+++ AVAILABLE DATA
PR #1209, opened 2017-01-03
[REEF-1690] Replace Skip attribute with Trait for .NET tests on Yarn

tcNickolas:
This change replaces [Fact(Skip)] annotation with [Trait("Environment", "Yarn")]
for .NET tests which are supposed to be executed on Yarn. This allows to execute
them (skipped tests can't be executed at all).

JIRA:
  [REEF-1690](https://issues.apache.org/jira/browse/REEF-1690)

Pull request:
  This closes #

### DIFF
--- a/lang/cs/Org.Apache.REEF.Tests/Functional/Bridge/TestBridgeClient.cs
+++ b/lang/cs/Org.Apache.REEF.Tests/Functional/Bridge/TestBridgeClient.cs
@@ -18,7 +18,6 @@
 using System.Threading.Tasks;
 using Org.Apache.REEF.Client.Common;
 using Org.Apache.REEF.Examples.AllHandlers;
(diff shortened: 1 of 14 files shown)


tcNickolas:
We can notice that before this change AppVeyor ran 748 tests (https://ci.appveyor.com/project/ApacheSoftwareFoundation/reef/build/1244-master), and with this change it runs 730 tests (https://ci.appveyor.com/project/tcNickolas/reef/build/460-REEF-1690). The difference is exactly 18 tests which have trait Environment set: previously they were attempted by our test goal but skipped by xUnit, and now they are not even attempted. This is expected

jwang98052:
LGTM. There is one AppVeyor failure but looks irrelevant to the change. I will test and merge.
++++++
_WHAT NEEDS TO BE DONE_
Figure out how many lines of the material above hold the word "REEF", and answer with that number only.

_RESULT FOR THIS EXERCISE_
7